Researchers from Midjourney and New York University have collaboratively developed a novel method to significantly enhance the diversity of creative text generated by language models, while minimizing quality loss.
This technique, detailed in a recent research paper, introduces a "deviation metric" into the AI's training process. It works by quantifying the difference between each generated text and other texts created for the same prompt. Researchers use text embeddings and their pairwise cosine distance to calculate these differences, providing the system with a mathematical framework for understanding textual variation. This novel training approach evaluates the differences between Large Language Model (LLM) responses to enhance output diversity.
The training method evaluates the differences between LLM responses to enhance output diversity. | Image: Chung et al.
Preliminary test results are encouraging. Models trained with this new method showed a 23% increase in text diversity, with only a 5% decrease in quality score as assessed by Reddit's reward system.
A specific test case clearly demonstrates the method's effectiveness. When researchers prompted a standard GPT-4o model with "My dear, why are you trembling? You are the king now," the model primarily generated stories about a nervous new ruler. However, the improved Llama-3.1-8B model (despite its smaller size) produced vastly different stories, ranging from dark fantasy about a bear king to underwater supernatural tales, showcasing a far greater creative breadth. Human testers corroborated these findings, perceiving the texts as more diverse while maintaining quality. It's noteworthy that the researchers tested against a relatively older GPT-4o model, not the newer, more natural-sounding GPT-4.5, which is more computationally expensive. The research data indicates that the improved model outperforms others in both story quality and diversity.
The research team focused on two types of diversity: semantic variation (different story content and plot) and stylistic variation (sounding like it was written by different authors). They developed specific versions for each type, but experiments showed that combining both yielded the best results.
Data shows the modified model outperforms others in both story quality and diversity. | Image: Chung et al.
During the research, the team utilized over 100,000 prompt-response pairs from the Reddit community r/WritingPrompts.
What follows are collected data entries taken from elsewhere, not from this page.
PR #2835, opened 2022-07-29
Add documentation link

DamnClin:
Close https://github.com/jhipster/jhipster-lite/issues/2833

### DIFF
--- a/src/main/webapp/app/common/primary/header/Header.vue
+++ b/src/main/webapp/app/common/primary/header/Header.vue
@@ -29,8 +29,19 @@
 
         <ul class="navbar-nav flex-row flex-wrap ms-md-auto">
           <li class="nav-item col-6 col-md-auto">
+            <a
+              class="nav-link p-2"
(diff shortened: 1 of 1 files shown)


DamnClin:
cc @jdubois with this you have an updated usage guide and link to it in the app (if you want to deploy). Far from being perfect but we still have a long way to go to the modules hierarchy :) (see https://github.com/jhipster/jhipster-lite/discussions/2671).

BTW is there an easy way to have CD for this app?

jdubois:
@DamnClin I'm not sure what is the best option, as I do this on my fork with my own Azure account -> how about having a GitHub Action that syncs this daily?

DamnClin:
Can do if it's easier to build that a github action here deploying after main build (which would be the first option for me).

jdubois:
My issue is that I can't share my secret token on an OSS repo (not that I don't trust you, but it's for security compliance)

DamnClin:
Totally understandable! We can start like that and change the trigger later on to a trigger at the end of main build here

PR #2911, opened 2022-08-03
Angular OAuth2 module

DamnClin:
I'm not really happy with this one since it is really fragile (the generated app is not in an hexagonal architecture so adding something require lots of modification to existing files) but I can't do better easily and i don't want to spent to much time on that since I'm not using Angular.

So, a migration "as is" of the current module


pascalgrimaud:
Same, I don't use Angular for my projects
@qmonmert : do you want to review or can I merge as it?

qmonmert (approved):
LGTM
I know Angular but I'm not a specialist of hexagonal architecture, sorry for that! Maybe when Vue OAuth2 will be developed, we could adapt this.

PR #2951, opened 2022-08-05
Access ts files from tests in generated Vue.js app

### LINKED ISSUE #1732: Add front modules acces from tests
In the current version when you generate a vue.js front end (an perhaps any other front end) VisualStudio Code don't see main sources from test source (which is very bad for the Dev experience).

I ended up updating `tsconfig.json` to have: 

```
  "include": [
    "src/test/**/*.ts",
    "src/main/webapp/**/*.ts",
    "src/main/webapp/**/*.d.ts",
    "src/main/webapp/**/*.tsx",
    "src/main/webapp/**/*.vue"
  ],
```

I also created a `tsconfig-build.json` with:

```
{
    "extends": "./tsconfig.json",
    "exclude": [
        "src/test/**/*.ts"
    ]
}
```

And updated the build target (in `package.json`) to: 

```
"build": "vue-tsc -p tsconfig-build.json --noEmit && vite build --emptyOutDir",
```

This looks OK but I don't want to contribute that directly since I'm really bad on those part and not sure that's a good way to handle this!

hdurix:
Fix #1732

I checked for every generated front-ends:
- Vue.js: fixed in this PR with adding a `tsconfig.build.json` as we do in JHipster Lite generator
- React & Svelte: this is already working. Note: tsc is run on test files but I think that's not a bad thing to check that we don't have any TypeScript issue/typo in tests when building the app. IMO nothing to do.
- Angular: This is already working. A bit different as tests are collocated with implementation code. Nothing to do.


package.json
```diff
@@ -14,7 +14,7 @@
   },
   "license": "Apache-2.0",
   "scripts": {
-    "build": "vue-tsc -p tsconfig-build.json --noEmit && vite build --emptyOutDir",
+    "build": "vue-tsc -p tsconfig.build.json --noEmit && vite build --emptyOutDir",
```
hdurix, line 17: I used a more conventional name as I saw on the Internet

pascalgrimaud:
thanks a lot @hdurix

Issue #2973, opened 2022-08-08
Use spring managed FlyWay version


DamnClin:
The last version of Flyway is not compatible with spring (the app just fails), we should stick to the spring managed version for this dependency

Issue #2859, opened 2022-07-31
Upgrade to Flyway v9


pascalgrimaud:
See https://github.com/jhipster/jhipster-lite/pull/2796#issuecomment-1196314446

From comment's @DamnClin :

Some breaking change were introduce in V9, they are described here: https://flywaydb.org/blog/version-9-is-coming-what-developers-need-to-know

Easy to reproduce locally with:

init
maven-java
java-base
springboot
springboot-tomcat
postgresql
flyway

PR #2974, opened 2022-08-08
Stick to spring managed FlyWay version

DamnClin:
Close https://github.com/jhipster/jhipster-lite/issues/2973
Close https://github.com/jhipster/jhipster-lite/issues/2859


DamnClin:
Merging this to fix unwanted upgrades

Issue #2499, opened 2022-07-11
Automatically update node and npm


DamnClin:
Node and NPM version are not automatically managed (they are defined as constants in `InitModuleFactory` and `FrontendMavenModuleFactory` not even to the same value). Let's find a way to manage those versions to automatically upgrade to LTS

PR #2979, opened 2022-08-08
Upgrade node and npm

DamnClin:
Close https://github.com/jhipster/jhipster-lite/issues/2499

To be honest I don't know (at all) if this is a good idea / a good way to do that (not even sure that work, can't really test automatic dependabot updates on that)

@qmonmert any advice on that?


qmonmert:
First time that I will see dependabot working on npm and node versions. The idea is good but I am afraid that tests are ok but the reality will be different 😅 but we can try

qmonmert (approved):

DamnClin:
Yep, I really don't think that'll do but let's try...

qmonmert:
🎸

DamnClin:
Looks like it work: https://github.com/jhipster/jhipster-lite/pull/2984

BUT I don't know if we want to update to the latest versions (cc @pascalgrimaud)

qmonmert:
Good but 18.0.7 is not a LTS ...

DamnClin:
Yep, this is what bothering me...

They found that only four different responses per prompt were needed to significantly improve model diversity. Furthermore, the system can maintain output quality by using carefully selected training samples or setting minimum quality standards for different responses, making it more flexible than other methods in enhancing output diversity.
Despite the promising outlook, some questions remain. Researchers haven't yet verified whether their method applies to areas beyond creative writing, such as technical documentation and summarization, which might require different approaches. The technique's effectiveness in the online training environments used by many large models also hasn't been fully tested.
Moreover, the Reddit upvote system used to measure quality has limitations. While upvotes offer some indication of text quality, they neglect important factors such as technical accuracy, consistency, and professional writing standards, suggesting a more comprehensive evaluation method might be needed in the future.
Despite these outstanding issues, this new technology promises to revolutionize how large language models handle creative writing tasks, as current models often fall into repetitive patterns. The researchers stated they will publicly share their code on GitHub for other researchers and developers to utilize.